• **ACTIVITY**
Write out, as an exact transcription, the line that has "thisconnect: @strmci I" and each line after it through the end of the data below.

Source records:

PR #4329, opened 2026-08-18
frontend: limit eth token decimals

thisconnect:
- [ ] updating the Changelog
- [ ] writing unit tests

### DIFF
--- a/frontends/web/src/components/amount/amount.tsx
+++ b/frontends/web/src/components/amount/amount.tsx
@@ -2,6 +2,7 @@
 
 import { useContext } from 'react';
 import type { CoinUnit, ConversionUnit } from '@/api/account';
+import { isSupportedERC20Unit } from '@/api/erc20';
 import { AppContext } from '@/contexts/AppContext';
 import { LocalizationContext } from '@/contexts/localization-context';
 import { useMediaQuery } from '@/hooks/mediaquery';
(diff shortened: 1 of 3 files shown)


frontends/web/src/components/amount/amount.tsx
```diff
@@ -183,6 +207,16 @@ export const FormattedAmount = ({
...
     return formatEth(displayedAmount, group, decimal, maxDecimals);
+  case 'USDT':
+  case 'USDC':
+  case 'LINK':
+  case 'BAT':
+  case 'MKR':
+  case 'ZRX':
+  case 'WBTC':
+  case 'PAXG':
+  case 'DAI':
```
strmci: Could `supportedERC20Tokens` be used here instead of listing every token?

thisconnect: yes but it would make the code a bit more complicated as it needs to check against each item in the `supportedERC20Tokens` array

so it would be slightly less performant, some views like account overview have many instances of the amount component... I'm not sure if we should but probably it wont have a big performance impact 🤔

strmci (approved):
LGTM

frontends/web/src/components/amount/amount.tsx
thisconnect: We could pre-map the supportedERC20Tokens into a flat array and always check against that.. but still couldn't use the switch case directly but need some function to invoke it.. I think for now lets just keep as is.

thisconnect: @strmci I added one more commit, let me know if you prefer this then I squash into the last commit

strmci: thanks, I checked it, and I think it looks better. I also asked GPT about the performance impact, and it thinks it's negligible.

• **TASK RESULT**
thisconnect: @strmci I added one more commit, let me know if you prefer this then I squash into the last commit

strmci: thanks, I checked it, and I think it looks better. I also asked GPT about the performance impact, and it thinks it's negligible.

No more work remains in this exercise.